Ukrainian forces are still pressing their counteroffensive against Russia, and they liberated the eastern city of Lyman shortly after noon on Sunday. The city was home to about 22,000 people before Moscow’s invasion seven months ago; it’s now considered an especially important railway hub in the occupied Donetsk oblast, which is one of four regions Russia looked to annex Friday following weeks of battlefield setbacks throughout the month of September.
According to the Ukrainian military, “Almost all Russian troops deployed to Lyman were successfully redeployed either into body bags or into Ukrainian captivity,” officials tweeted Saturday.
“A major embarrassment for President Vladimir Putin” is how the Wall Street Journal described the liberation of Lyman, and “the first such retreat from a city that he claims is officially part of Russia” since the autocratic leader hosted an annexation ceremony at the Kremlin on Friday. But the Journal also reported many of Lyman’s existing residents have been left little choice but to scavenge for their food, in whatever form it can be found across the devastated city. The Russian-backed forces, meanwhile, have since “move[d] to reinforce their lines 25 miles to the south around the city of Bakhmut,” according to the New York Times.
From the Pentagon’s perspective, “what we’re seeing now is kind of a change in the battlefield dynamics,” Defense Secretary Lloyd Austin told CNN on Sunday. “They’ve done very, very well in the Kharkiv area, and moved to take advantage of opportunities.” Looking to the south, Austin said, “The fight in the Kherson region is going a bit slower, but they’re making progress. So they’re getting the right things and they’re employing the right way.”

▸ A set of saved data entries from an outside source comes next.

PR #2506, opened 2024-02-14
fix: Use correct unseal key name in cofigurer

kirilvasilev:
## Overview
This PR fixes a bug in the configurer in cases where a recovery type unseal is used.
The configurer first checks what key type to use before getting it from the key store.
I've also added a fix for canceling any inflight root token generations that are remnants from previous attempts.
Another fix I added was the missing KMS key ID from the decrypt function.


akijakya (approved):
Thanks for the contribution!

ramizpolic (approved):
LGTM, thanks @kirilvasilev!

PR #2798, opened 2024-06-25
chore: bump goreleaser

csatib02:
## Overview

- This PR bumps Goreleaser to 2.0.0

### DIFF
--- a/.goreleaser.yaml
+++ b/.goreleaser.yaml
@@ -16,7 +16,7 @@ before:
 builds:
   - env:
       - CGO_ENABLED=0
-    ldflags: "-s -w -X main.version={{ .Version }} -X main.commitHash={{ .ShortCommit }} -X main.buildDate={{ .Date }}"
+    ldflags: "-s -w -X main.Version={{ .Version }} -X main.commitHash={{ .ShortCommit }} -X main.buildDate={{ .Date }}"
     main: ./cmd/template
     goos:
       - linux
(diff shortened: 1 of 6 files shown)


.goreleaser.yaml
```diff
@@ -21,20 +26,25 @@ builds:
       - arm64
     hooks:
       post:
-        - xgo -targets {{ .Os }}/{{ .Arch }} -dest build/dist -ldflags '-s -w -X main.version={{ .Version }} -X main.commitHash={{ .ShortCommit }} -X main.buildDate={{ .Date }}' -pkg cmd/bank-vaults .
+        - xgo -targets {{ .Os }}/{{ .Arch }} -dest build/dist -ldflags '-s -w -X main.Version={{ .Version }} -X main.commitHash={{ .ShortCommit }} -X main.buildDate={{ .Date }}' -pkg cmd/bank-vaults .
```
ramizpolic, line 29: any reason why this is different?

.goreleaser.yaml
```diff
@@ -21,20 +26,25 @@ builds:
...
         - sudo bash -c "mkdir -p build/dist/bank-vaults_{{ .Os }}_{{ .Arch }}; mv build/dist/github.com/bank-vaults/bank-vaults-{{ .Os }}-{{ .Arch }} build/dist/bank-vaults_{{ .Os }}_{{ .Arch }}/bank-vaults"
 
 archives:
-  - name_template: "{{ .Binary }}-{{ .Os }}-{{ .Arch }}"
-    format_overrides:
-      - goos: windows
-        format: zip
```
ramizpolic, line 31: what happens to windows binary?

cmd/template/main.go
```diff
@@ -24,6 +24,8 @@ import (
 	"github.com/bank-vaults/internal/configuration"
 )
 
+var Version = "v1.31.1"
```
ramizpolic, line 27: i see, this has changed as well. probably better to have dev version as default and only replace on build
```suggestion
var Version = "dev"
```

csatib02: Should I change on all other PR's to dev?

.goreleaser.yaml
csatib02: https://github.com/bank-vaults/secret-sync/pull/211#discussion_r1661226873

.goreleaser.yaml
csatib02: Since we are not building for windows, these lines where unnecessary, I verified it in both `release` and `snapshot` mode.
```yaml
    goos:
      - linux
      - darwin
    goarch:
      - amd64
      - arm64
```

cmd/template/main.go
ramizpolic: yes pleases

ramizpolic (approved):

cmd/template/main.go
akijakya: So... shouldn't it be changed here as well? 🙂

csatib02: https://github.com/bank-vaults/bank-vaults/issues/2832

PR #2826, opened 2024-07-08
chore(build): check calling repository before cosign signing

richardfan1126:
## Overview

This PR adds a check into the artifact signing step of the build process, so the workflow will only sign the artifact (using cosign) when it's called by the repositories within the same GitHub organization.

This fix is to prevent other arbitrary repositories from using the certificate identity `https://github.com/bank-vaults/bank-vaults/.github/workflows/artifacts.yaml@refs/heads/main` to sign their artifacts

## Notes for reviewer

The cosign feature was originally added by this PR: https://github.com/bank-vaults/bank-vaults/pull/2756

### DIFF
--- a/.github/workflows/artifacts.yaml
+++ b/.github/workflows/artifacts.yaml
@@ -121,7 +121,7 @@ jobs:
           # push: ${{ inputs.publish }}
 
       - name: Sign image with GitHub OIDC Token
-        if: inputs.publish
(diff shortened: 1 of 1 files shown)


ramizpolic (approved):
thanks a lot @richardfan1126!

csatib02 (approved):

PR #2840, opened 2024-07-15
fix: don't set static token_reviewer_jwt

### LINKED ISSUE #1603: Unable to pull secrets when vault-configurer is down
**Describe the bug**:
When vault-configurer is down, other pods in the cluster can not pull secrets.
Here is the log from vault pod while the other pods trying to pull secrets and the configurer is not up:

`login unauthorized due to: lookup failed: service account unauthorized; this could mean it has been deleted or recreated with a new token
`

This happens because vault configurer is configuring k8s_auth with `token_reviewer_jwt` of its own (if we aren't set it explicitly) which prevents us using the local **Vault pod** token as reviewer JWT as described [here](https://www.vaultproject.io/docs/auth/kubernetes#use-local-service-account-token-as-the-reviewer-jwt)

https://github.com/banzaicloud/bank-vaults/blob/52cf23528eb30c90c6612d94c046697dcb3f06aa/internal/vault/auth_methods.go#L217-L222

So when the configurer is down, k8s deletes the token used, to configure k8s_auth method so then when Vault k8s auth tries to use the token with the API, it says that token has expired.

The only way to overcome it is to set `kubernetes_host` key and avoid using the default config as you can see here
https://github.com/banzaicloud/bank-vaults/blob/52cf23528eb30c90c6612d94c046697dcb3f06aa/internal/vault/auth_methods.go#L64-L66

**Expected behaviour**:
Pods should be able to pull secrets when configurer is down as well. 
We should not set `kubernetes_host` when running vault on the same cluster.

1 ) Omit `kubernetes_host`, `token_reviewer_jwt` from your kubernetes auth config. 
2) Sync vault configurer 
3) Scale vault configurer replicas to 0
4) Try to pull secrets with k8s_auth

**Additional context**:

**Environment details**:
- Kubernetes version: v1.21.5
- Cloud-provider/provisioner: EKS
- bank-vaults version: 1.15.2

/kind bug

msvticket:
## Overview

Vault supports reading its own /var/run/secrets/kubernetes.io/serviceaccount/token and since version 1.9.0 it can handle short lived tokens. The removed code prevented that handling to occur.

Looking at the compatibility matrix for vault operator I'd say loosing functionality for vault pre 1.9.0 should be fine:

https://github.com/bank-vaults/vault-operator/blob/main/VERSIONS.md

More details on how vault is handling Kubernetes tokens: https://developer.hashicorp.com/vault/docs/auth/kubernetes#kubernetes-1-21

Fixes #1603

### DIFF
--- a/go.mod
+++ b/go.mod
@@ -10,13 +10,11 @@ require (
 	github.com/aws/aws-sdk-go v1.54.18
 	github.com/bank-vaults/internal v0.3.1
 	github.com/bank-vaults/vault-sdk v0.9.4
-	github.com/cristalhq/jwt/v3 v3.1.0
 	github.com/fsnotify/fsnotify v1.7.0
 	github.com/hashicorp/go-uuid v1.0.3
 	github.com/hashicorp/hcl v1.0.1-vault-5
 	github.com/hashicorp/vault/api v1.14.0
 	github.com/jpillora/backoff v1.0.0
-	github.com/json-iterator/go v1.1.12
 	github.com/miekg/pkcs11 v1.1.1
 	github.com/mitchellh/mapstructure v1.5.0
 	github.com/prometheus/client_golang v1.19.1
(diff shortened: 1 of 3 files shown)


ramizpolic (approved):
thanks for submitting a fix for this @msvticket, lgtm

Elsewhere, a series of explosions rocked an airfield in occupied Crimea on Saturday. The Russia-appointed governor of Sevastopol reportedly claimed somewhat dubiously the enormous fireballs evident in purported video footage resulted from a plane that overshot the runway.
German military chief Christine Lambrecht visited the port city of Odesa on Saturday, where she spoke with her Ukrainian counterpart, Oleksii Reznikov. While there, Lambrecht promised Berlin would soon be sending four Iris-T SLM ground-based air-defense systems to Kyiv.
In context: Ukrainian President Volodymir Zelenskyy has been asking Berlin for German tanks for several months now, but to no avail—as The Telegraph reported in early September, and the New York Times elaborated upon a bit more just last week.
Developing: Ukrainian tanks have been rapidly advancing south along the Dnipro river, Reuters reports from Kyiv, where officials are mum about confirming much; but Russian sources seem to suggest several more villages beyond just Lyman have been liberated over the past 24 hours, particularly leading up to a location known as Dudchany. For its part, Ukraine’s military claimed to have liberated the Kherson city of Myrolyubivka on Monday, saying little else beside its “offensive in the South is ongoing.”